Issue #324396, opened 2024-07-03
Update request: joplin-desktop 2.14.17 → 3.0.12


UlyssesZh:
- Package name: joplin-desktop
- Latest released version: 3.0.12
- Current version on the unstable channel: 2.14.17
- Current version on the stable/release channel: 2.14.17
- [x] Checked the [nixpkgs pull requests](https://github.com/NixOS/nixpkgs/pulls)

**Notify maintainers**
@HugoReeves @QJoly 

There is an auto-generated PR #295450 for upgrading to 3.0.2, but 3.0.2 is a pre-release. Note that 3.0.12 is the first 3.x version that is not a pre-release.

-----

Note for maintainers: Please tag this issue in your PR.

---

Add a :+1: [reaction] to [issues you find important].

[reaction]: https://github.blog/2016-03-10-add-reactions-to-pull-requests-issues-and-comments/
[issues you find important]: https://github.com/NixOS/nixpkgs/issues?q=is%3Aissue+is%3Aopen+sort%3Areactions-%2B1-desc

UlyssesZh:
By the way, why is it built from the downloaded appimage instead of built from source?

pmiddend:
I use this tool daily and unfortunately updated the DB to version 3 a little prematurely. Would be very cool to see this in nixpkgs asap.

yajo:
Android app got updated, and now I cannot sync with desktop app until updated too. Sadness.

deftdawg:
> Android app got updated, and now I cannot sync with desktop app until updated too. Sadness.

Same for iOS app, as a temporary workaround I'm using the appimage w/ the `appimage-run` package until an update gets merged.

```sh
curl -LO "https://github.com/laurent22/joplin/releases/download/v3.0.12/Joplin-3.0.12.AppImage"
appimage-run Joplin-3.0.12.appimage
```

Neon-44:
Was just having a look at it, updating it, and:

It already is updated? In the nixpkgs, it already is declared as version 3.0.12, but somehow the one it ends up installing is still 2.14.17?

This is a bit above my paygrade tbh, would love some help from some actual experts here.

┄┄┄┄┄┄

◆ **EXERCISE DIRECTIONS**: Everything from the first line of the records above through the line containing "- Current version on the stable/release" should be restated word for word; leave out all other lines.

◆ **TASK SOLUTION**:
Issue #324396, opened 2024-07-03
Update request: joplin-desktop 2.14.17 → 3.0.12


UlyssesZh:
- Package name: joplin-desktop
- Latest released version: 3.0.12
- Current version on the unstable channel: 2.14.17
- Current version on the stable/release channel: 2.14.17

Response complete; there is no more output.